Brian Rich has been waging a five-year battle to protest retailers that open on Thanksgiving. He says some stores are finally listening.

When Toys R Us said it would open on Thanksgiving in 2011, Rich started a page on Facebook opposing it, dubbing it Boycott Black Thursday. It got scant attention. “I had 47 ‘likes’ the first year,” he recalls.

Now his page has more than 145,000 likes. And the image he posted that says “I’m NOT shopping on Thanksgiving Day!” has been shared 65,000 times in the last 72 hours.

And some stores are indeed dropping Thanksgiving hours.

The Mall of America, the nation’s largest, is shutting its operations and allowing its tenants to close that day.

Mall operator CBL & Associates Properties says it’s closing 72 malls on Thanksgiving that were open last year to allow “employees, retailers, and shoppers to spend the Thanksgiving holiday with their families.”

“After evaluating feedback from our mall employees and retail partners as well as input from our shoppers, we determined that this was the best decision for our properties,” said CBL CEO Stephen Lebovitz.

Office Depot and RadioShack were both open last year but will closed for the holiday this year, while Staples will remain dark for the second year in a row.

“Walmart, Best Buy and Target probably won’t close on Thanksgiving anytime soon, but this movement is clearly having an impact,” Rich said.

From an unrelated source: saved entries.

PR #2522, opened 2023-02-09
feat(tooltip): new component

DeadEnglish:
## Screenshot / video

TBC (waiting on figma access for final design)

## What does this do?

A new component that provides a tooltip to the child component. The tooltip can display in all four directions (top, right, bottom, left) and the content display can be either a `String` value or `ReactNode`

This does not impact any other components as this is a brand new component.

- [Ticket](https://www.notion.so/getmarshmallow/Create-Smore-s-tooltip-5443d43b8d6a450a9bc4ebdd44152ff3?pvs=4) 
- [RFC](https://www.notion.so/getmarshmallow/Tooltip-466c358dc61c4f65881a0ff23950ad56#8f35735575e445d6a01c2338143d0eae)
- [Figma Design](https://www.figma.com/proto/ek2Jsn7pjiWZBdtuolNlX0/Claims-Management-System-(CMS)?page-id=1960%3A7118&node-id=2086%3A19886&viewport=642%2C427%2C0.14&scaling=min-zoom&starting-point-node-id=2210%3A65262)


src/Tooltip/Tooltip.styles.ts
```diff
@@ -0,0 +1,88 @@
+import styled, { css } from 'styled-components'
```
fleonard, line 1: don't have strong personal preferences but we tend to keep all styled component at the bottom of the actual `tsx` file. Considering that this is a public library might be good to keep the same standards

src/Tooltip/Tooltip.tsx
```diff
@@ -0,0 +1,38 @@
...
+  content: string | ReactNode
+  position: TooltipPosition
+  underline?: boolean
+}
+
+export const Tooltip: FC<TooltipProps> = ({
+  children,
+  title,
+  content,
+  position,
```
fleonard, line 19: should we default this to top since it's probably the most commonly used?

Also based on Figma layout proposal I'm wondering how we are going to handle these? I know that Alistair is off so might be better to wait for him or to ask in the design-system channel about clarification?

- The positioning of the tooltip relative to the page is determined by the amount of space it has available 
- Tooltip is agnostic to the layout of the page and it’s surrounding elements, but it’s best to accommodate it in the whitespace

src/Tooltip/Tooltip.styles.ts
DeadEnglish: Yep no worries! I showed it to Rowan as I knew it might be a bit strange moving having a seperate `styles.ts` file. Have moved them underneath the component now 😀

src/Tooltip/Tooltip.tsx
DeadEnglish: About to drop a message in design-system, will update when I get a response :)

src/Tooltip/Tooltip.tsx
```diff
@@ -0,0 +1,268 @@
...
+  }, [tipContainer, tooltipPosition])
+
+  useEffect(() => {
+    window.addEventListener('resize', handleTipViewport)
+    window.addEventListener('scroll', handleTipViewport)
+    return () => {
+      window.removeEventListener('resize', handleTipViewport)
+      window.removeEventListener('scroll', handleTipViewport)
+    }
+  }, [handleTipViewport])
```
fleonard, line 79: We have an `useEventListener` hook that you can use here instead

src/Tooltip/Tooltip.tsx
```diff
@@ -0,0 +1,268 @@
...
+type ArrowPosition = 'left' | 'right' | 'center' | 'top' | 'bottom'
+
+export interface TooltipProps {
+  children: ReactNode
+  title?: string
+  content: string | ReactNode
+  position: Position
+  underline?: boolean
+  size?: Size
+  arrowPosition?: ArrowPosition
```
fleonard, line 24: considering that we dynamically set the tooltip position based on the element, should we also derive the arrow position as well and remove both `position` and `arrowPosition` as props?
Just trying to avoid conflicting behaviours between default values and resizes. 
If we agree with design that the default position is always top, then I guess everything else will change based on scrolling and resize. 
I know flexibility is a good thing but sometimes too much might not be? What do you think?

src/Tooltip/Tooltip.tsx
```diff
@@ -0,0 +1,268 @@
...
+  useRef,
+  useState,
+} from 'react'
+import styled, { css } from 'styled-components'
+import { Text } from '../Text'
+import { theme } from '../theme'
+
+type Position = 'top' | 'bottom' | 'left' | 'right'
+type Size = 'small' | 'large'
+type ArrowPosition = 'left' | 'right' | 'center' | 'top' | 'bottom'
```
fleonard, line 15:
```suggestion
type ArrowPosition = Position | 'center' 
```

src/Tooltip/Tooltip.tsx
```diff
@@ -0,0 +1,268 @@
...
+
+export interface TooltipProps {
+  children: ReactNode
+  title?: string
+  content: string | ReactNode
+  position: Position
+  underline?: boolean
+  size?: Size
```
fleonard, line 23: can't we derive the `size` from the content and maybe have just a fixed `max-width`? In the Figma file doesn't seem like there's specified any specific values for the size

DeadEnglish: Ahh, you're right, I was running off the M5 Figma and not the design systems. Will add a max width of `240px` (largest tooltip used on the M5 design).

fleonard: Sweet!

src/Tooltip/Tooltip.tsx
DeadEnglish: @fleonard I've taken some time to have a look and I _think_ I've come up with a decent solution. From the Figma file the arrow position looks like it can (and should) be placed anywhere so I've left this to be used defineable as a prop (the default will still be `center`) and removed the `position` prop as we're defaulting the tooltip to always display at the top.

The Tooltip now checks the page bounds and makes sure it's in view, defaulting to top and moving around the content if out of bounds. I've also made it default back to top when the space is available. 

I think this allows enough flexibility with the arrow position whilst not being too complex in implementation due to removing the tooltip `position` prop. Let me know what you think!

src/Tooltip/Tooltip.tsx
```diff
@@ -7,84 +7,124 @@ import React, {
...
     element.top >= 0 &&
     element.left >= 0 &&
     element.bottom <= window.innerHeight &&
     element.right <= window.innerWidth
 
   const handleTipViewport = useCallback(() => {
+    const shouldChangeXAxis: boolean =
+      tooltipPosition === 'left' || tooltipPosition === 'right'
+    const shouldChangeYAxis: boolean =
+      tooltipPosition === 'top' || tooltipPosition === 'bottom'
```
fleonard, line 51:
```suggestion
    const shouldChangeXAxis =
      tooltipPosition === 'left' || tooltipPosition === 'right'
    const shouldChangeYAxis =
      tooltipPosition === 'top' || tooltipPosition === 'bottom'
```

the type should be inferred, right?

src/Tooltip/Tooltip.tsx
```diff
@@ -7,84 +7,124 @@ import React, {
...
+
+    const handleArrowAxisChange = (): void => {
```
fleonard, line 53:
```suggestion
    const handleArrowAxisChange = () => {
```
same here?

fleonard (commented):
couple of minor things but it's looking good!

src/Tooltip/Tooltip.tsx
DeadEnglish: Have updated now 😄

src/Tooltip/Tooltip.tsx
DeadEnglish: Have updated now 😄

fleonard (approved):

PR #2532, opened 2023-02-16
feat(accordion): defaultIsOpen prop for accordion status

DeadEnglish:
## Screenshot / video
Usage in action:
Screenshot 2023-02-16 at 11 00 04

Figma design for CMS
Screenshot 2023-02-16 at 11 00 45

## What does this do?

Adding the ability to set the default open/close status for the `Accordion` component due to CMS needing this component to be open by default. This shouldn't affect any current usage of the `Accordion` component as the default is set to `false`

### DIFF
--- a/CHANGELOG.md
+++ b/CHANGELOG.md
@@ -1,3 +1,6 @@
+## [2.17.0] - 2023-02-16
+### Changed
+- Added optional default position to `Accordion` component
 ## [2.16.0] - 2023-02-13
 ### Changed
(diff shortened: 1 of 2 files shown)


fleonard:
@DeadEnglish bump changelog and it's good to go!

DeadEnglish:
@fleonard Realised as I committed, should be good now 😄

fleonard (approved):

PR #2534, opened 2023-02-16
fix: export tooltip in index.ts

DeadEnglish:
## What does this do?

Correctly exporting the `Tooltip` component in the index.ts file.


src/index.ts
```diff
@@ -31,6 +31,7 @@ export * from './Textarea'
 export * from './TextInput'
 export * from './theme'
 export * from './Toggle'
+export * from './Tooltip'
```
fleonard, line 34: ahah I always forget to do it as well

fleonard (approved):

PR #4028, opened 2024-10-10
feat(SupportMessage): Add `ref` prop to `SupportMessage` component

david-gomes5:


david-gomes5:
No needed as there's a workaround to wrap SupportMessage in an element that can be captured instead.

PR #4036, opened 2024-10-16
fix(chip): icon size and min/max width

DeadEnglish:
## What does this do?
Fixes the icon size and min/max width for the Chip component

### Old
Screenshot 2024-10-16 at 09 22 25
Screenshot 2024-10-16 at 09 25 48

### New
Screenshot 2024-10-16 at 09 22 29
Screenshot 2024-10-16 at 09 23 41

- [Notion ticket](https://www.notion.so/getmarshmallow/Chip-a3d2a61ef2d2414189f6e8ed16d3edcd?pvs=4)
- [Figma design](https://www.figma.com/design/FqSaizGOyOzXFZNmZ4X0LGMn/%F0%9F%8D%AC-S'mores?m=auto&node-id=14411-158465)

## Testing
- Visual

### DIFF
--- a/src/Chip/Chip.tsx
+++ b/src/Chip/Chip.tsx
@@ -63,7 +63,7 @@ export const Chip: FC<ChipProps> = forwardRef<HTMLButtonElement, ChipProps>(
           {icon && (
             <IconComponent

He adds that the Boycott Black Thursday movement is also making it easier for stores like Costco, REI, Barnes & Noble and Bed Bath & Beyond that have remained closed in recent years to “stick with that decision.”

Some of his group’s supporters aren’t just refusing to shop on Thanksgiving, they are boycotting stores open on the holiday for the rest of the shopping season.

“We had one woman who posted on the site that she made it through May of last year before she went into Walmart again because of her own personal boycott,” he said.